Issue #360, opened 2024-01-31
fulltext search in vault, and insert (markdown) link to selected note in buffer


tvdab:
### 🚀 The feature, motivation and pitch

I miss (or simply can't find?) the possibility to do a full text search in the obsidian vault (with Telescope), and then insert a (markdown) link in the current buffer that points to the note that I have selected (in Telescope).  

### Alternatives

- inserting a link by typing` [[` followed by two characters in the buffer starts completion for notes in the vault, but this is not a full text search, and the preview is limited compared to what Telescope offers
- `:ObsidianSearch` offers full text search in the vault, but currently there are only two actions:
  - `<CR>`:  Open the note in a new buffer
  - `<C-x>`: Create new note

### Additional context

I hacked something together so :ObsidianSearch has an aditional action to insert a link pointing to the selected note:
![image](https://github.com/epwalsh/obsidian.nvim/assets/59047040/f6d32d91-eb61-4817-971a-26c0ab524464)

The most important change I aplied to the plugin code to achieve this, is adding an 'obsidian_insert_link' action besides the already existing 'obsidian_new' action in `picker_utils.lua`

```
M.telescope_mappings = function(map, client, initial_query)
  -- Docs for telescope actions:
  -- https://github.com/nvim-telescope/telescope.nvim/blob/master/lua/telescope/actions/init.lua
  local telescope_actions = require("telescope.actions.mt").transform_mod {
    obsidian_new = function(prompt_bufnr)
      local query = require("telescope.actions.state").get_current_line()
      if not query or string.len(query) == 0 then
        query = initial_query
      end
      require("telescope.actions").close(prompt_bufnr)
      client:command("ObsidianNew", { args = query })
    end,

    obsidian_insert_link = function(prompt_bufnr)
      local selected_path = require("telescope.actions.state").get_selected_entry().path
      local vault_relative_path = client:vault_relative_path(selected_path)
      require("telescope.actions").close(prompt_bufnr)
      vim.api.nvim_put({"[](" ..  vault_relative_path  .. ")"}, "", false, true)
    end,
  }

  local new_mapping = client.opts.finder_mappings.new
  if new_mapping ~= nil then
    map({ "i", "n" }, new_mapping, telescope_actions.obsidian_new)
  end

  local insert_link_mapping = client.opts.finder_mappings.insert_link
  map({ "i", "n" }, insert_link_mapping, telescope_actions.obsidian_insert_link)

  return true
end
```

[...]

PR #364, opened 2024-02-01
insert_link action

tvdab:
Minimal implementation for feature request #360, probably not production ready.

### DIFF
--- a/lua/obsidian/picker_utils.lua
+++ b/lua/obsidian/picker_utils.lua
@@ -16,12 +16,25 @@ M.telescope_mappings = function(map, client, initial_query)
       require("telescope.actions").close(prompt_bufnr)
       client:command("ObsidianNew", { args = query })
     end,
+
+    obsidian_insert_link = function(prompt_bufnr)
+      local selected_path = require("telescope.actions.state").get_selected_entry().path
+      local vault_relative_path = client:vault_relative_path(selected_path)
+      require("telescope.actions").close(prompt_bufnr)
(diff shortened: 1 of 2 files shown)


lua/obsidian/picker_utils.lua
```diff
@@ -16,12 +16,25 @@ M.telescope_mappings = function(map, client, initial_query)
       require("telescope.actions").close(prompt_bufnr)
       client:command("ObsidianNew", { args = query })
     end,
+
+    obsidian_insert_link = function(prompt_bufnr)
+      local selected_path = require("telescope.actions.state").get_selected_entry().path
+      local vault_relative_path = client:vault_relative_path(selected_path)
+      require("telescope.actions").close(prompt_bufnr)
+      vim.api.nvim_put({ "[](" .. vault_relative_path .. ")" }, "", false, true)
```
epwalsh, line 24: We should allow users to customize the form of these links. We already have some relevant configuration options in the `completion` settings, such as `completion.use_path_only`, `completion.prepend_note_path`, and `completion.prepend_note_id` (see https://github.com/epwalsh/obsidian.nvim/blob/7d6574dcb8c3c7051f263824f1fdfdb1798c8de2/lua/cmp_obsidian.lua#L58-L80 for how these are used). We may need another option (eg. `completion.preferred_link_style = "markdown" | "wiki"`) in this case to switch between markdown-style vs wiki-style links.

epwalsh (commented):
Hey @tvdab, thanks for this. This is a good start, my only concern is allowing users to customize the form of the link to insert. See my comment below.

- TASK DETAILS -
Print the material once more, keeping every word as it is.

- EXERCISE SOLUTION -
Issue #360, opened 2024-01-31
fulltext search in vault, and insert (markdown) link to selected note in buffer


tvdab:
### 🚀 The feature, motivation and pitch

I miss (or simply can't find?) the possibility to do a full text search in the obsidian vault (with Telescope), and then insert a (markdown) link in the current buffer that points to the note that I have selected (in Telescope).  

### Alternatives

- inserting a link by typing` [[` followed by two characters in the buffer starts completion for notes in the vault, but this is not a full text search, and the preview is limited compared to what Telescope offers
- `:ObsidianSearch` offers full text search in the vault, but currently there are only two actions:
  - `<CR>`:  Open the note in a new buffer
  - `<C-x>`: Create new note

### Additional context

I hacked something together so :ObsidianSearch has an aditional action to insert a link pointing to the selected note:
![image](https://github.com/epwalsh/obsidian.nvim/assets/59047040/f6d32d91-eb61-4817-971a-26c0ab524464)

The most important change I aplied to the plugin code to achieve this, is adding an 'obsidian_insert_link' action besides the already existing 'obsidian_new' action in `picker_utils.lua`

```
M.telescope_mappings = function(map, client, initial_query)
  -- Docs for telescope actions:
  -- https://github.com/nvim-telescope/telescope.nvim/blob/master/lua/telescope/actions/init.lua
  local telescope_actions = require("telescope.actions.mt").transform_mod {
    obsidian_new = function(prompt_bufnr)
      local query = require("telescope.actions.state").get_current_line()
      if not query or string.len(query) == 0 then
        query = initial_query
      end
      require("telescope.actions").close(prompt_bufnr)
      client:command("ObsidianNew", { args = query })
    end,

    obsidian_insert_link = function(prompt_bufnr)
      local selected_path = require("telescope.actions.state").get_selected_entry().path
      local vault_relative_path = client:vault_relative_path(selected_path)
      require("telescope.actions").close(prompt_bufnr)
      vim.api.nvim_put({"[](" ..  vault_relative_path  .. ")"}, "", false, true)
    end,
  }

  local new_mapping = client.opts.finder_mappings.new
  if new_mapping ~= nil then
    map({ "i", "n" }, new_mapping, telescope_actions.obsidian_new)
  end

  local insert_link_mapping = client.opts.finder_mappings.insert_link
  map({ "i", "n" }, insert_link_mapping, telescope_actions.obsidian_insert_link)

  return true
end
```

[...]

PR #364, opened 2024-02-01
insert_link action

tvdab:
Minimal implementation for feature request #360, probably not production ready.

### DIFF
--- a/lua/obsidian/picker_utils.lua
+++ b/lua/obsidian/picker_utils.lua
@@ -16,12 +16,25 @@ M.telescope_mappings = function(map, client, initial_query)
       require("telescope.actions").close(prompt_bufnr)
       client:command("ObsidianNew", { args = query })
     end,
+
+    obsidian_insert_link = function(prompt_bufnr)
+      local selected_path = require("telescope.actions.state").get_selected_entry().path
+      local vault_relative_path = client:vault_relative_path(selected_path)
+      require("telescope.actions").close(prompt_bufnr)
(diff shortened: 1 of 2 files shown)


lua/obsidian/picker_utils.lua
```diff
@@ -16,12 +16,25 @@ M.telescope_mappings = function(map, client, initial_query)
       require("telescope.actions").close(prompt_bufnr)
       client:command("ObsidianNew", { args = query })
     end,
+
+    obsidian_insert_link = function(prompt_bufnr)
+      local selected_path = require("telescope.actions.state").get_selected_entry().path
+      local vault_relative_path = client:vault_relative_path(selected_path)
+      require("telescope.actions").close(prompt_bufnr)
+      vim.api.nvim_put({ "[](" .. vault_relative_path .. ")" }, "", false, true)
```
epwalsh, line 24: We should allow users to customize the form of these links. We already have some relevant configuration options in the `completion` settings, such as `completion.use_path_only`, `completion.prepend_note_path`, and `completion.prepend_note_id` (see https://github.com/epwalsh/obsidian.nvim/blob/7d6574dcb8c3c7051f263824f1fdfdb1798c8de2/lua/cmp_obsidian.lua#L58-L80 for how these are used). We may need another option (eg. `completion.preferred_link_style = "markdown" | "wiki"`) in this case to switch between markdown-style vs wiki-style links.

epwalsh (commented):
Hey @tvdab, thanks for this. This is a good start, my only concern is allowing users to customize the form of the link to insert. See my comment below.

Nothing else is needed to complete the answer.